Wilson Gray hwgray at GMAIL.COM
Fri Jul 17 04:24:29 UTC 2015


On Thu, Jul 16, 2015 at 11:13 PM, Paul A Johnston, Jr. <
paul.johnston at wmich.edu> wrote:

> Just looked strew up in the OED, and you're right; strow/strew are
> doublets.  I'm not sure what British dialects use it as a verb (SW? W
> Midlands?), but I've heard strow n. meaning "a mess" in Northumberland.
> It's somewhat parallel to other Eu/ou doublets like ewe/yow(e), shrew/shrow
> (cf. the two pronunciations of Shrewsbury) and shew/show, going back to
> alternations between OE diphthongs stressed on the first element and
> stress-shifted ones, helped along by the preceding consonants.  Show, of
> course, usually has [-ou] here (pace Ed Sullivan), and I've only heard
> "yow" in the phrase "yow-tits" = "blackcaps" from my WV-born
> mother-in-law.  It has /o/, as in the southwest of England, not Scottish
> /^u/, which would presumably come out as /au/ or the like.

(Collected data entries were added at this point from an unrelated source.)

PR #4344, opened 2026-08-20
🐛 fix(ci): run the Podman rootless contract check on mainline

### LINKED ISSUE #4339: 🐛 fix(ci): podman-contract.yml targets v2 and no longer runs
## Parent

## Why

`.github/workflows/podman-contract.yml` triggers only on the `v2` branch:

```yaml
on:
  push:
    branches:
      - v2
  pull_request:
    branches:
      - v2
```

Mainline is `v4`, so this workflow has not run for some time. It is the static
contract check for the rootless-Podman handling in the `contribute-hive` recipe
(#2535), and it is currently passing by never executing — the worst failure mode
for a guard.

## 30-minute boundary

Fix the triggers. Do not expand what the workflow checks.

## Deliverable

`podman-contract.yml` triggering on the current mainline branch.

## Acceptance criteria

- The workflow runs on push and pull_request against the current mainline branch.
- It is observed running on a PR — a green tick that came from the job actually executing, not from it being skipped.
- The path filters still scope it to the files it guards.
- No change to the contract the workflow asserts.

## Stop conditions

If the contract it checks is itself stale, fix the trigger anyway and open a separate issue for the contract.

Danathar:
## What

`.github/workflows/podman-contract.yml` triggered on `v2` alone. Mainline is
`v4`, so its last execution was **2026-08-12** — since then it has been passing
by never running, which is the one failure mode a guard cannot have.

Part of #4188 (does not close the parent). Closes #4339.

## The fix

Ten added lines, no deletions. Both changes mirror
`.github/workflows/suid-contract.yml`, the sibling static contract check:

1. **Branches become `v2` and `v4`.** Not a swap — `v2` is still receiving
   commits (most recent: today), so it keeps its coverage rather than trading
   one blind spot for another. `v2 + v4` is what `suid-contract.yml`,
   `v2-ci.yml`, and `v2-tests.yml` all use.
2. **The workflow's own path is added to both path filters.** This is the part
   that is easy to miss: the existing filters cover `Justfile`,
   `check-podman-contract.sh`, and `podman-rootless-ci.md`, so a PR touching
   only the workflow would **not** run it — the trigger fix could not be
   observed executing on the PR that makes it, and future edits to the workflow
   would go unchecked for the same reason. `suid-contract.yml` already lists
   itself for exactly this reason.

## What is not changed

The job, its single step, and `src/scripts/check-podman-contract.sh` are
untouched, so the contract asserted is identical — the diff contains no
deletions at all. The path filters still scope the workflow to the files it
guards.

Verified locally against the `v4` `Justfile`: all six checks pass
(`--userns=keep-id`, `:Z`, the macOS carve-out, no `docker.sock`, no
`podman.sock`, docker-before-podman auto-detect). The **Podman Rootless
Contract** check on this PR is the observed run the issue asks for, and it is
running because of change 2.

## One thing noticed, deliberately not folded in

`check-podman-contract.sh` emits `grep: warning: stray \ before -` from the
`'\-\-userns=keep-id'` pattern. It is cosmetic — the match is identical — but
it will now appear in CI logs. The issue's boundary is the triggers, so it is
left alone here rather than quietly bundled into a CI fix.

### DIFF
--- a/.github/workflows/podman-contract.yml
+++ b/.github/workflows/podman-contract.yml
@@ -6,21 +6,31 @@ name: Podman Rootless Contract
 # live-runner test would add. Does NOT change the runtime auto-detect
 # default (Option A is explicitly deferred pending broader coverage).
 
+# Triggers cover both maintained branches. This workflow used to name `v2`
+# alone; mainline moved to `v4` and it stopped running entirely (#4339) — a
+# guard that never executes reports green forever, which is the one failure
+# mode a guard cannot have. The branch list and the self-referencing path entry
+# below mirror .github/workflows/suid-contract.yml, the sibling static contract
+# check.
 on:
   push:
     branches:
       - v2
+      - v4
     paths:
       - 'Justfile'
       - 'src/scripts/check-podman-contract.sh'
       - 'src/docs/podman-rootless-ci.md'
+      - '.github/workflows/podman-contract.yml'
   pull_request:
     branches:
       - v2
+      - v4
     paths:
       - 'Justfile'
       - 'src/scripts/check-podman-contract.sh'
       - 'src/docs/podman-rootless-ci.md'
+      - '.github/workflows/podman-contract.yml'
   workflow_dispatch:
 
 permissions:


Danathar:
Acceptance criterion 2 (observed running, green from execution rather than a skip) — the **Podman Rootless Contract** workflow ran on this PR as a `pull_request` event and completed successfully. It is the first run of this workflow since 2026-08-12.

[Run 32416241428](https://github.com/kubestellar/hive/actions/runs/32416241428), job log:

```
== Podman rootless contract check (Justfile) ==
  ok: rootless UID mapping (--userns=keep-id) present
  ok: SELinux volume label (:Z) present
  ok: macOS network carve-out still references darwin
  ok: no docker.sock mount
  ok: no podman.sock mount
  ok: auto-detect still tries docker before podman

Rootless Podman contract check passed.
```

It ran because the workflow's own path was added to the `paths:` filters — without that change this PR would not have triggered it, and the fix could not have been observed working.

clubanderson:
Reviewed and verified.

- **Root cause confirmed**: the workflow's triggers named `v2` only; mainline is `v4`, so the guard had not executed since 2026-08-12 (verified via run history) while reporting green by absence.
- **Fix verified working**: the branch list (`v2` + `v4`) and self-referencing path entry exactly mirror `suid-contract.yml`, and the **Podman Rootless Contract** workflow demonstrably ran on this PR's own head (run 32416241428, success) — which it could not have without the self-path addition. PR-path triggers for `Justfile`/script/doc are untouched, additive-only diff.
- `actionlint` clean, YAML parses, `permissions: contents: read` unchanged (no escalation), no forbidden podman lifecycle commands anywhere in the workflow or script.
- `bash src/scripts/check-podman-contract.sh Justfile` passes locally against `v4` (all six checks).
- No dependency on the parallel #4343 — this references only the pre-existing contract script, so no hold needed.

/lgtm
/approve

"Strow" lost out to "strew"; "shew" lost out to "show"; and "sew" and "sow"
have the same pronunciation, but different meanings. Not to mention "know,
knew." <sigh!> Language change.

Youneverknow


-- 
-Wilson
-----
All say, "How hard it is that we have to die!"---a strange complaint to
come from the mouths of people who have had to live.